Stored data
● ● ● ● ● ● ●
PR #73, opened 2022-04-07
zsharp fixes ; speed improvements

kwantam:
This PR does two things:

- Fixes some scoping issues in Z# having to do with the context in which function and struct definitions are interpreted.
- Improves speed and reduces TermTable memory consumption by 2x (by keying on Arc<TermData> rather than TermData)
- Improves speed for Z# array handling with a BTreeMap -> HashMap swap
- Adds intrinsic widening casts in Z#. These were previously handled by bit-splitting, which is wasteful.
 
On array-heavy Z# programs, this PR improves speed by about 5x and memory consumption by roughly the same.

(EDIT: mentioned one other thing this PR does)

### DIFF
--- a/src/front/zsharp/term.rs
+++ b/src/front/zsharp/term.rs
@@ -772,7 +772,7 @@ pub fn array_store(array: T, idx: T, val: T) -> Result<T, String> {
 }
 
 fn ir_array<I: IntoIterator<Item = Term>>(sort: Sort, elems: I) -> Term {
-    let mut values = BTreeMap::new();
+    let mut values = HashMap::new();
     let to_insert = elems
         .into_iter()
         .enumerate()
@@ -791,7 +791,7 @@ fn ir_array<I: IntoIterator<Item = Term>>(sort: Sort, elems: I) -> Term {
     let arr = leaf_term(Op::Const(Value::Array(Array::new(
         Sort::Field(DFL_T.clone()),
         Box::new(sort.default_value()),
-        values,
+        values.into_iter().collect::<BTreeMap<_, _>>(),
         len,
     ))));
     to_insert
--- a/src/front/zsharp/term.rs
+++ b/src/front/zsharp/term.rs
@@ -2,7 +2,6 @@
 use std::collections::{BTreeMap, HashMap};
 use std::fmt::{self, Display, Formatter};
 
-use log::warn;
 use rug::Integer;
 
 use crate::circify::{CirCtx, Embeddable};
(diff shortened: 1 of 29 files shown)


src/ir/term/mod.rs
```diff
@@ -944,7 +944,7 @@ pub type Term = HConsed<TermData>;
 pub type TTerm = WHConsed<TermData>;
 
 struct TermTable {
-    map: FxHashMap<TermData, TTerm>,
+    map: FxHashMap<Arc<TermData>, TTerm>,
```
alex-ozdemir, line 947: Excellent change.

src/front/zsharp/term.rs
```diff
@@ -772,7 +769,7 @@ pub fn array_store(array: T, idx: T, val: T) -> Result<T, String> {
 }
 
 fn ir_array<I: IntoIterator<Item = Term>>(sort: Sort, elems: I) -> Term {
-    let mut values = BTreeMap::new();
+    let mut values = HashMap::new();
```
alex-ozdemir, line 772: So I assume the speedup here is in the case that there are a lot of constants in the array?

src/front/zsharp/zvisit/zgenericinf.rs
```diff
@@ -352,6 +359,7 @@ impl<'ast, 'gen, const IS_CNST: bool> ZGenericInf<'ast, 'gen, IS_CNST> {
         // 2. walk through struct def to generate constraints on inner explicit generics
         let old_sfx = std::mem::replace(&mut self.sfx, new_sfx);
         let old_gens = std::mem::replace(&mut self.gens, &strdef.generics[..]);
+        self.zgen.file_stack_push(strpath);
         for ast::StructField { ty, id, .. } in strdef.fields.iter() {
             if let Some(t) = aty_map.remove(&id.value) {
                 self.fdef_gen_ty(t, ty)?;
```
alex-ozdemir, line 365: Oh interesting. I guess we don't fully resolve types at declaration time?

alex-ozdemir (approved):
This looks good. I left two questions, just for my own understanding

src/front/zsharp/term.rs
kwantam: Yeah, exactly. Large constant arrays were a big speed issue previously.

src/front/zsharp/zvisit/zgenericinf.rs
kwantam: Right. Since we have to do generic inference at "call time" anyhow, I just leave all the resolution until then. I guess we could resolve "real" constants at declaration and delay resolving generics until inference time, but as far as I can tell that just adds complexity.

PR #74, opened 2022-04-10
Improve non-recursive type-checking

alex-ozdemir:
In *non-recursive* type-checking, perhaps better called *type computing*
we perform a minimal traversal in order to compute the type of a term,
without recursively type-checking it. Informally, we assume it is well
typed, and do the minimal amount of work needed to compute its type.

Two improvements:
1. No longer implemented with recursion.
2. Caches all intermediate results.

Implementation:
* `check_dependencies(Term) -> Vec<Term>`: maps a terms to the immediate
  children of it whose types are needed to compute its type.
* `check_raw_step(Term, TypeTable) -> Sort`: assumes those children have
  their types in the table, and computes this term's type.
* `check_raw`: glues the two above functions together into a suitable
  traversal. Similar to `rec_check_raw`, but the traversal isn't total.

Significance:

Previously, we had a non-recursive implementation for array stores that
*didn't cache intermediate results* which could cause quadratic
type-checking time. Edward sent me a benchmark that was experiencing 
this, resulting in 74.1% of total compilation time being spent type-checking.
Now it's down to 0.4% of total compilation time.

Before:
flamegraph

After:
flamegraph

### DIFF
--- a/examples/C/mpc/benchmarks/2pc_biomatch_40x.c
+++ b/examples/C/mpc/benchmarks/2pc_biomatch_40x.c
@@ -1,0 +1,38 @@
+int main(
+    __attribute__((private(0))) int db[40960],
+    __attribute__((private(1))) int sample[4])
+{
+    int N = 10240;
+    int K = 4;
+    int matches[N];
+
+    // Compute distances
+    for (int i = 0; i < N; i++)
+    {
+        int db_inner[K];
+        for (int j = 0; j < K; j++)
+        {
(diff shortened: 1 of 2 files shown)


alex-ozdemir:
@edwjchen 

I started poking at your benchmark, and noticed that there was a huge *runtime* bottleneck that this PR fixes. I'll take a cut at the memory bottleneck next.

edwjchen (approved):

PR #77, opened 2022-04-25
improve memory consumption ; add Z# strict unary op, ternary ?:, and type aliases

kwantam:
This PR breaks cycles between the term cache and the constant folding machinery. It also adds a couple Drop implementations that explicitly call the garbage collector (the C front-end might want one, too---not sure!)

For Z#, this adds

- a unary operator `#` that strictly evaluates (i.e., constant folds) its argument. As a special case, an assignment's RHS is treated strictly if its LHS is `#( ... )`
- the `condition ? consequent : alternative` flavor of ternary operator - exactly the same as `if foo then bar else baz fi`
- typedefs: `type Foo = field[7]` or whatever.

Typedefs have one limitation: if a typedef `Bar` refers to a struct `Foo` in module A, then to use `Bar` in module B one must also import `Foo`.

@alex-ozdemir: before we land this PR, we should land https://github.com/alex-ozdemir/hashconsing/pull/2 and then I should update Cargo.lock to point to your repo again.

### DIFF
--- a/src/ir/term/mod.rs
+++ b/src/ir/term/mod.rs
@@ -999,7 +999,7 @@ impl TermTable {
             let okv = self.map.get_key_value(&*t.elm);
             std::mem::drop(t);
             if let Some((key, _)) = okv {
-                if Arc::strong_count(key) == 1 {
+                if Arc::strong_count(key) <= 1 {
                     to_check.extend(key.cs.iter().cloned());
                     let key = key.clone();
                     self.map.remove(&key);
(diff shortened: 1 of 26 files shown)


src/ir/term/mod.rs
```diff
@@ -1062,8 +1064,16 @@ fn mk(elm: TermData) -> Term {
 
 /// Scans the term database and the type database and removes dead terms and types.
 pub fn garbage_collect() {
-    collect_terms();
-    collect_types();
+    // Don't garbage collect while panicking.
+    // this function may be called from Drop implementations, which are called
+    // when a thread is unwinding due to a panic. When that happens, RwLocks are
+    // poisoned, which would cause a panic-in-panic, no bueno.
```
alex-ozdemir, line 1070: Nice!

alex-ozdemir (approved):
Looks good to me, pending the manifest reversion.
● ● ● ● ● ● ●
Count the lines above that contain the word "shortened", and reply with only that number.

_Output below_
3